= Task to complete =
Starting at the line containing "der Vollständigkeit halber" and ending at the line containing "(diff shortened: 2 of 22 files shown)", print every line of the material below exactly, both ends included, and stop there.

= Record extracts =
PR #6771, opened 2020-12-08
Only expose translated title fields for active languages in schema and serialization via API.

deiferni:
With this PR we change the API behavior with translated title fields to appear dynamically according to deployments currently active languages. The following changes are made:
- The fields `title_de` and `title_fr` will only appear in the `@schema` and `@types` endpoints if their corresponding lanugage has been set to active on the plone site.
- The fields `title_de` and `title_fr` will also only be serialized if their corresponding language is active.
- Deserialization (`POST`ing or `PATCH`ing via API) will be a bit more permissive and also accept inactive language fields.

I have attempted to implement the changes in a generic and, if possible, non-intrusive way.

Unfortunately schema serialization in `plone.restapi` [has been implemented in a function](https://github.com/plone/plone.restapi/blob/1fb8709402d0f33ac530dd8969f817bbb9aacb4c/src/plone/restapi/types/utils.py#L250-L256), so a monkey patch was necessary. I have implemented it in such a way that it performs inspection and checks for the `ITranslatedTitle` behavior on the FTI. That way it should automatically work for all translated types and is also active for our `@schema` endpoint and for the `@types` endpoint of `plone.restapi`.

Being permissive with deserialization has been guided by the following thoughts:
- The field/storage is always available in code, it is just hidden when serializing content and schema
- No harm is done when the field is set even if not displayed, on the contrary:
  - it might help to prepare a potential migration
  - if the UI (or another client) decides to send the data (for whatever reason) we will still be able to accept it and store it correctly
- It was less intrusive to implement than [overriding the whole `get_schema_data` method](https://github.com/plone/plone.restapi/blob/1fb8709402d0f33ac530dd8969f817bbb9aacb4c/src/plone/restapi/deserializer/dxcontent.py#L79-L154) in `plone.restapi`

Potential discussion points for the review:
- I've introduced a new field type `TranslatedTextLine` as a helper class, should this technical detail be hidden from the docs (let it appear as `TextLine` only)?
- Currently there will be no way to retrieve language fields for inactive languages via API. As an alternative we could also refrain from omitting it from serialization, but we might need to see how the new UI form implementation looks like to be certain here.

Jira: https://4teamwork.atlassian.net/browse/CA-1226

_This needs to be shipped together with corresponding UI changes in https://github.com/4teamwork/gever-ui/pull/1448._

## Checklist (Must have)

- [x] Changelog entry

## Checklist (if applicable)

- API change:
  - If breaking:
    - [x] api-change label added

### DIFF
--- a/docs/HISTORY.txt
+++ b/docs/HISTORY.txt
@@ -5,6 +5,7 @@ Changelog
 ----------------------
 
 - Add feature flag for todos. [tinagerber]
+- Only expose translated title fields for active languages in schema and serialization via API. [deiferni]
 - No longer zip-export empty tasks, prevent creation of empty folders in such cases. [deiferni]
 - Add sequence_type to task serializer. [tinagerber]
 - Fix only rendering allowed proposal templates when proposal add form is opened from documents tab. [deiferni]
--- a/docs/public/dev-manual/api/content_types.rst
+++ b/docs/public/dev-manual/api/content_types.rst
@@ -8,6 +8,18 @@ Inhaltstypen
    :backlinks: none
 
 
+Übersetzte Titel
+----------------
+
+Die Felder für übersetzte Titel der Inhalte sind der Vollständigkeit halber
+in der Dokumentation alle aufgeführt. Je nach konfigurierter Sprache auf den
+Systemen stehen sie aber nicht alle zur Verfügung. Betroffen davon sind die
+Felder ``title_de`` und ``title_fr``. Eine Abfrage auf den ``@schema`` Endpoint
+liefert die aktuell gültigen Schemas eines Deployments.
+Das Erstellen und Modifizieren von Inhalten mittels ``POST`` oder ``PATCH``
+erlaubt immer alle übersetzten Felder.
+
+
 Schemas
 -------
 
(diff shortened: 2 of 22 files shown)


lukasgraf (approved):
LGTM! 👍

lukasgraf:
> Being permissive with deserialization has been guided by the following thoughts [...]
👍 

> Potential discussion points for the review:
> - I've introduced a new field type `TranslatedTextLine` as a helper class, should this technical detail be hidden from the docs (let it appear as `TextLine` only?

I think it's ideal the way it is. The detail is there should anyone care about it, but the Zope types are usually not relevant for API consumers anyway (ASCIILine vs. TextLine), the types that apply to them are on a JSON level (=string), which are expressed in the JSON schema.

> - Currently there will be no way to retrieve language fields for inactive languages via API. As an alternative we could also refrain from omitting it from serialization, but we might need to see how the new UI form implementation looks like to be certain here.

I would leave it like this. If the need arises to serialize content for inactive languages we can still revisit this, but for now I like the consistent behavior.

deiferni:
Good news, we've found out the UI already supports optional fields, see https://github.com/4teamwork/gever-ui/pull/1448. This PR can be un-drafted and :shipit:.

deiferni:
thanks for the feedback @lukasgraf, i'll move forward here.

= Result for this exercise =
+Die Felder für übersetzte Titel der Inhalte sind der Vollständigkeit halber
+in der Dokumentation alle aufgeführt. Je nach konfigurierter Sprache auf den
+Systemen stehen sie aber nicht alle zur Verfügung. Betroffen davon sind die
+Felder ``title_de`` und ``title_fr``. Eine Abfrage auf den ``@schema`` Endpoint
+liefert die aktuell gültigen Schemas eines Deployments.
+Das Erstellen und Modifizieren von Inhalten mittels ``POST`` oder ``PATCH``
+erlaubt immer alle übersetzten Felder.
+
+
 Schemas
 -------
 
(diff shortened: 2 of 22 files shown)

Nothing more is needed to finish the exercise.